The betting market on horseraces in France is exclusively a pari-mutuel system1.
The concept of pari-mutuel consists in pooling together all bets corresponding to a race and a bet type, removing a share to cover the taxes and expenses of the betting operator and redistributing the remainder among winning bettors in proportion to their bets. Final payoffs hence depend exclusively on the total pool, the share kept by the betting operator (the “take”)2 and the stakes attracted by each horse.
The more stakes a horse attracts relative to the total pool, the lower the payoff of a bet on this horse. Payoffs on horses are called odds.
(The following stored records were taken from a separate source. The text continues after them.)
PR #977, opened 2025-04-08
feat(rt): add initial stack measuring & painting

kaspar030:
# Description

This adds a module that allows measuring stack usage. Currently, a stack can only report for "itself".

An additional commit enables use of the psplim register on `armv8m` (Cortex-M33).

## Open Questions

- [ ] handle multi core isr stack
- [ ] allow access from outside the active stack, e.g., for "remote" reporting of thread stacks
- [ ] risc-v
- [ ] esp
- [ ] add some way of reporting this for tests (e.g., at thread end?)

## Change checklist

### DIFF
--- a/src/ariel-os-rt/src/lib.rs
+++ b/src/ariel-os-rt/src/lib.rs
@@ -4,6 +4,8 @@
 #![allow(incomplete_features)]
 // - const_generics
 
+pub mod stack;
+
 #[cfg(feature = "threading")]
 mod threading;
 
@@ -28,9 +30,13 @@ cfg_if::cfg_if! {
         compile_error!("no runtime is defined for this MCU family");
     } else {
         // Provide a default implementation, for arch-independent tooling
+        #[cfg_attr(not(context = "ariel-os"), allow(dead_code))]
         mod arch {
-            #[cfg_attr(not(context = "ariel-os"), allow(dead_code))]
+            use crate::stack::Stack;
+
             pub fn init() {}
+            pub fn sp() -> usize { 0 }
+            pub fn stack() -> Stack { Stack::default() }
         }
     }
 }
@@ -66,6 +72,27 @@ mod isr_stack {
         "#,
         size = const ISR_STACKSIZE
     );
+
+    pub fn limits() -> (usize, usize) {
+        // ISR stack
+        // TODO: multicore!
+        unsafe extern "C" {
+            static _stack_bottom: u32;
+            static _stack_start: u32;
+        }
+
+        let bottom = &raw const _stack_bottom as usize;
+        let top = &raw const _stack_start as usize;
+        (bottom, top)
+    }
+
+    pub fn init() {
+        let stack = crate::stack::Stack::get();
+        crate::debug!("ariel-os-rt: ISR stacksize: {}", stack.size());
+
+        // initial stack paint
+        stack.repaint();
+    }
 }
 
 #[cfg(feature = "_panic-handler")]
@@ -96,7 +123,7 @@ fn startup() -> ! {
     debug!("ariel_os_rt::startup()");
 
     #[cfg(any(context = "cortex-m", context = "riscv"))]
-    debug!("ariel_os_rt: ISR_STACKSIZE={}", isr_stack::ISR_STACKSIZE);
+    crate::isr_stack::init();
 
     #[cfg(feature = "alloc")]
     // SAFETY: *this* is the only place alloc should be initialized.
--- a/src/ariel-os-rt/src/stack.rs
+++ b/src/ariel-os-rt/src/stack.rs
@@ -1,0 +1,105 @@
+//! Stack usage helpers.
+use core::{marker::PhantomData, ptr::write_volatile};
+
+use crate::arch::sp;
+
+/// Struct representing the currently active stack.
+#[derive(Debug)]
+#[cfg_attr(feature = "defmt", derive(defmt::Format))]
+pub struct Stack {
+    /// Lowest stack address
+    pub bottom: usize,
+    /// Highest stack address
+    pub top: usize,
+
+    /// We'll be implementing nasty stuff on this Struct that requires it to
+    /// not get sent across stacks.
+    _not_send: PhantomData<*const ()>,
+}
+
+impl Stack {
+    /// Gets a handle for the currently active stack.
+    pub fn get() -> Self {
+        let sp = sp();
+        let stack = crate::arch::stack();
+        if stack.size() > 0 {
+            assert!(stack.top >= stack.bottom);
+
+            // TODO: verify bounds (are they inclusive?)
+            assert!(stack.bottom <= sp && stack.top >= sp);
+        }
+        stack
+    }
+
+    pub const fn default() -> Self {
+        Self {
+            bottom: 0,
+            top: 0,
+            _not_send: PhantomData,
+        }
+    }
+
+    pub(crate) const fn new(bottom: usize, top: usize) -> Self {
+        Self {
+            bottom,
+            top,
+            _not_send: PhantomData,
+        }
+    }
+
+    /// Returns the total size of the current stack.
+    pub fn size(&self) -> usize {
+        self.top - self.bottom
+    }
+
+    /// Returns the amount of currently free stack space.
+    pub fn free(&self) -> usize {
+        self.size() - self.used()
+    }
+
+    /// Returns the amount of currently used stack space.
+    pub fn used(&self) -> usize {
+        self.top - sp()
+    }
+
+    /// Returns the minimum free stack space since last repaint.
+    ///
+    /// This re-calculates and thus runs in `O(n)`!
+    pub fn free_min(&self) -> usize {
+        let mut free = 0usize;
+        for pos in self.bottom..self.top {
+            // Safety: dereferencing ptr to valid memory, read only
+            if unsafe { *(pos as *const u8) } == 0xCC {
+                free += 1;
+            }
+        }
+        free
+    }
+
+    /// Returns the maximum stack space used since last repaint.
+    ///
+    /// Equivalent to `size() - free_min()`.
+    ///
+    /// This re-calculates and thus runs in `O(n)`!
+    pub fn used_max(&self) -> usize {
+        self.size() - self.free_min()
+    }
+
+    /// Repaints the stack.
+    pub fn repaint(&self) {
+        let sp = crate::arch::sp();
+        if self.size() == 0 {
+            return;
+        }
+
+        // sanity check
+        assert!(self.bottom <= sp && sp <= self.top);
+
+        // Safety: writing to inactive part of active is fine.
+        unsafe {
+            for pos in self.bottom..sp {
+                write_volatile(pos as *mut u8, 0xCC);
+            }
+        }
+    }
+}
--- a/src/ariel-os-threads/src/thread.rs
+++ b/src/ariel-os-threads/src/thread.rs
@@ -24,6 +24,11 @@ pub struct Thread {
     /// Core affinity of the thread.
     #[cfg(feature = "core-affinity")]
     pub core_affinity: crate::CoreAffinity,
+
+    /// Lowest stack address
+    pub stack_bottom: usize,
+    /// Highest stack address
+    pub stack_top: usize,
 }
 
 /// Possible states of a thread
@@ -60,6 +65,8 @@ impl Thread {
             tid: ThreadId::new(0),
             #[cfg(feature = "core-affinity")]
             core_affinity: crate::CoreAffinity::no_affinity(),
+            stack_top: 0,
+            stack_bottom: 0,
         }
     }
 }
--- a/src/ariel-os/src/lib.rs
+++ b/src/ariel-os/src/lib.rs
@@ -40,6 +40,8 @@ pub use ariel_os_power as power;
 #[cfg(feature = "random")]
 #[doc(inline)]
 pub use ariel_os_random as random;
+#[doc(inline)]
+pub use ariel_os_rt as rt;
 #[cfg(feature = "storage")]
 #[doc(inline)]
 pub use ariel_os_storage as storage;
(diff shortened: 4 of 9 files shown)


src/ariel-os-rt/src/stack.rs
```diff
@@ -0,0 +1,105 @@
...
+    }
+
+    /// Returns the minimum free stack space since last repaint.
+    ///
+    /// This re-calculates and thus runs in `O(n)`!
+    pub fn free_min(&self) -> usize {
+        let mut free = 0usize;
+        for pos in self.bottom..self.top {
+            // Safety: dereferencing ptr to valid memory, read only
+            if unsafe { *(pos as *const u8) } == 0xCC {
```
ROMemories, line 72: I suppose `0xCC` is the paint color? Can you define a constant for it?

ROMemories, line 72: Is it enough to rely on a single byte? Isn't there quite a high risk of collision with the data actually in the stack?

src/ariel-os-rt/src/stack.rs
```diff
@@ -0,0 +1,105 @@
...
+    pub fn repaint(&self) {
+        let sp = crate::arch::sp();
+        if self.size() == 0 {
+            return;
+        }
+
+        // sanity check
+        assert!(self.bottom <= sp && sp <= self.top);
+
+        // Safety: writing to inactive part of active is fine.
```
ROMemories, line 98: I think this sentence is missing a couple of words.

ROMemories, line 98: This comment is not sufficient: it needs at least to provide arguments regarding data races: the method should take `self` as `&mut` and/or provide reason about the type being `!Sync`, and making this clearer.

src/ariel-os-rt/src/stack.rs
```diff
@@ -0,0 +1,105 @@
...
+        self.top - sp()
+    }
+
+    /// Returns the minimum free stack space since last repaint.
+    ///
+    /// This re-calculates and thus runs in `O(n)`!
+    pub fn free_min(&self) -> usize {
+        let mut free = 0usize;
+        for pos in self.bottom..self.top {
+            // Safety: dereferencing ptr to valid memory, read only
```
ROMemories, line 71: There needs to be arguments regarding *why* the pointer is valid, especially regarding its lifetime: I think this relies on the type being `!Send`, but this needs to be mention explicitly here (and *also* when writing to paint the stack below), *and* when making the type `!Send` ("nasty stuff" is not precise enough), so that the type is not mistakenly made `Send` in the future when this evolves.

src/ariel-os-rt/src/lib.rs
```diff
@@ -66,6 +72,27 @@ mod isr_stack {
         "#,
         size = const ISR_STACKSIZE
     );
+
+    pub fn limits() -> (usize, usize) {
+        // ISR stack
+        // TODO: multicore!
+        unsafe extern "C" {
+            static _stack_bottom: u32;
+            static _stack_start: u32;
```
ROMemories, line 81: I understand that these come from here:

https://github.com/ariel-os/ariel-os/blob/39b7746e2503628b44f8dc247cb0f9ceb6a7bbcf/src/ariel-os-rt/isr_stack.ld.in#L16-L17

But I think these should be `usize`:

```suggestion
            static _stack_bottom: usize;
            static _stack_start: usize;
```

src/ariel-os-rt/src/stack.rs
```diff
@@ -0,0 +1,105 @@
...
+use crate::arch::sp;
+
+/// Struct representing the currently active stack.
+#[derive(Debug)]
+#[cfg_attr(feature = "defmt", derive(defmt::Format))]
+pub struct Stack {
+    /// Lowest stack address
+    pub bottom: usize,
+    /// Highest stack address
+    pub top: usize,
```
ROMemories, line 13: Have you considered using a `Range` instead? They're not perfect (mostly because they're not `Copy`), but they provide some nice semantics, for instance it's very clear whether the range is inclusive or not.

src/ariel-os-rt/src/stack.rs
```diff
@@ -0,0 +1,105 @@
...
+        if stack.size() > 0 {
+            assert!(stack.top >= stack.bottom);
+
+            // TODO: verify bounds (are they inclusive?)
+            assert!(stack.bottom <= sp && stack.top >= sp);
+        }
+        stack
+    }
+
+    pub const fn default() -> Self {
```
ROMemories, line 34: Does this need to be public?

src/ariel-os/src/lib.rs
```diff
@@ -40,6 +40,8 @@ pub use ariel_os_power as power;
 #[cfg(feature = "random")]
 #[doc(inline)]
 pub use ariel_os_random as random;
+#[doc(inline)]
+pub use ariel_os_rt as rt;
```
ROMemories, line 44: The `INIT_FUNCS` statics needs to be made `doc(hidden)`, otherwise it appears in user docs.

ROMemories (commented):
Left a couple of drive-by comments; will try to review more thoroughly later.

src/ariel-os-rt/src/stack.rs
kaspar030: hmm. not sure where. If I add a constant, I need to add it in at least two crates. `0xCC` is basically `11001100` in binary.

kaspar030: This is writing byte wise (just so I don't need to check for proper alignment here), but *every* byte. As a result, the stack is painted with alternating `11` and `00`.

This is checked from the bottom to the top, so any data consisting of only `0xCCCCCCCC` at the bottom of the actually stack would get counted as "unused".
While this might happen, it is unlikely, it also doesn't matter in practice - we use the stack sizes only for informational purposes.

src/ariel-os-rt/src/stack.rs
kaspar030: I've reworded and added context. There's no `&mut self` or `self` needed, only `!Send`.

ROMemories: Why don't we also need `!Sync`?

src/ariel-os/src/lib.rs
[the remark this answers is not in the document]
kaspar030: Yes. Polished enough for a first iteration (so, low standard.)

src/ariel-os-rt/src/lib.rs
kaspar030: type is irrelevant, linker passes values as *addresses* of symbols.

ROMemories: Indeed!

src/ariel-os-rt/src/stack.rs
kaspar030: I hope the (huge) "Assumptions" text above is covering this now ...

src/ariel-os-rt/src/stack.rs
kaspar030: Ah. Yeah I guess we actually do, as the methods take `&self`. But this is a doc & reasoning issue, as `PhantomData<*const()>` is both `!Send` and `!Sync`, right?

src/ariel-os-rt/src/stack.rs
kaspar030: Not considered. I did consider a type with named fields (as `(usize, usize)` is prone to mix up bottom and top order). Sometimes I want the range to be inclusive, sometimes not. E.g., some of the sanity check check for equality, which is the case e.g., when both values are zero.

src/ariel-os-rt/src/stack.rs
```diff
@@ -0,0 +1,132 @@
...
+/// Both 1. and 2. are the case on cortex-m, risc-v and xtensa, as an ISR could technically do so at any time
+///    anyways.
+/// 3. is true on Ariel.
+#[derive(Debug)]
+#[cfg_attr(feature = "defmt", derive(defmt::Format))]
+pub struct Stack {
+    /// Lowest stack address
+    pub bottom: usize,
+    /// Highest stack address
+    pub top: usize,
```
ROMemories, line 29: Assuming the stack grows towards lowest addresses, these fields' names are very confusing to me: the bottom of the stack is the first thing that is written to it (at the highest address).

src/ariel-os-rt/src/stack.rs
kaspar030: ... added `!Sync` to the reasoning.

src/ariel-os-rt/src/stack.rs
kaspar030: you got a point there.

kaspar030: So, would "lowest" and "highest" be less confusing?

ROMemories: Yes! Also that would be more correct because I think the calculcations then assume that anyway.

kaspar030: Renamed them all!

src/ariel-os-threads/src/thread.rs
```diff
@@ -73,6 +93,6 @@ mod tests {
         // `ThreadData` is arch-specific, and is replaced with a dummy value in tests; its size is
         // non-zero otherwise.
         assert_eq!(size_of::<ThreadData>(), 0);
-        assert_eq!(size_of::<Thread>(), size_of::<ThreadData>() + 24);
+        assert_eq!(size_of::<Thread>(), size_of::<ThreadData>() + 40);
```
kaspar030, line 96: This is 16b larger, with two usize added. So of course host-size usize.

src/ariel-os-rt/src/stack.rs
```diff
@@ -0,0 +1,180 @@
...
+#[cfg_attr(feature = "defmt", derive(defmt::Format))]
+pub struct Stack {
+    /// Lowest stack address
+    lowest: usize,
+    /// Highest stack address
+    highest: usize,
+
+    /// Basically we need to ensure that `lowest` and `highest` precisely correspond
+    /// to the currently active stack. `!Send+!Sync` ensures that the object will
+    /// be sent to another thread (or ISR), which implies it stays on the same stack.
```
ROMemories, line 49:
```suggestion
    /// to the currently active stack. `!Send` ensures that the instance will
    /// not be sent to another thread (or ISR), which implies it stays on the same stack.
```

src/ariel-os-rt/src/stack.rs
```diff
@@ -0,0 +1,180 @@
...
+///
+/// The machinery for stack painting has a couple of assumptions:
+///
+/// 1. It is safe for an active stack to *overwrite* unused stack space from its limit (lowest
+///    address, including) to its stack pointer (not including) through raw pointers.
+/// 2. It is safe to *read* unused stack space below the raw stack pointer down to its limit (lowest address).
+/// 3. The limits of an active stack never change.
+/// 4. It is fine to specify zero for both `lowest` and `highest`, in which case usage data is invalid
+///    (always zero), but no unsafety arises.
+/// 5. `!Send + !Sync` keeps `Stack` on the stack it was created for.
```
ROMemories, line 34: That's not assumption, just how the language works:
```suggestion
/// 5. `!Send` keeps `Stack` on the stack it was created for.
```

src/ariel-os-rt/src/stack.rs
```diff
@@ -0,0 +1,180 @@
...
+/// # Note
+///
+/// The machinery for stack painting has a couple of assumptions:
+///
+/// 1. It is safe for an active stack to *overwrite* unused stack space from its limit (lowest
+///    address, including) to its stack pointer (not including) through raw pointers.
+/// 2. It is safe to *read* unused stack space below the raw stack pointer down to its limit (lowest address).
+/// 3. The limits of an active stack never change.
+/// 4. It is fine to specify zero for both `lowest` and `highest`, in which case usage data is invalid
+///    (always zero), but no unsafety arises.
```
ROMemories, line 33:
```suggestion
///    (always zero), but no unsoudness arises.
```

src/ariel-os-rt/src/stack.rs
```diff
@@ -0,0 +1,180 @@
...
+        // makes any following `used_max()` call include whatever the ISR wrote on this stack.
+        unsafe {
+            for pos in self.lowest..sp {
+                write_volatile(pos as *mut u8, 0xCC);
+            }
+        }
+    }
+
+    /// Get this stack object's `highest` address
+    pub fn highest(&self) -> usize {
```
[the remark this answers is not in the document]
kaspar030: I re-added them while debugging. IMO as soon as you start looking this deep, they become useful. Let's re-visit when we make the API public.

src/ariel-os-rt/src/stack.rs
```diff
@@ -0,0 +1,180 @@
...
+    ///   the architecture dependent code don't make sense)
+    #[must_use]
+    pub fn get() -> Self {
+        let sp = sp();
+        let stack = crate::arch::stack();
+        if !stack.is_empty() {
+            assert!(stack.highest >= stack.lowest);
+
+            // TODO: verify bounds (are they inclusive?)
+            assert!(stack.lowest <= sp && stack.highest >= sp);
```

For the simplest type of bets (which are the focus of the chapter), which consists in finding the winner of a given race, odds of 1.2 on a given horse and race means that a 1 unit winning bet on that horse returns the bet (1) plus 1.2. Odds hence correspond to net returns of a unit bet. A horse cannot have odds inferior to 0.1.
For a race happening on a particular day, the market opens online at about 5 AM on the day of the race. For a bettor which prefers to go to a specialized store, it starts on the day of the race at the opening of stores. A bettor at the track can only bet about thirty minutes before the beginning of the race. The market closes right before the start of the race. Because of the way odds are computed in the parimutuel system, bettors only have access to temporary odds which are computed with the current state of bets and are updated about every minute online.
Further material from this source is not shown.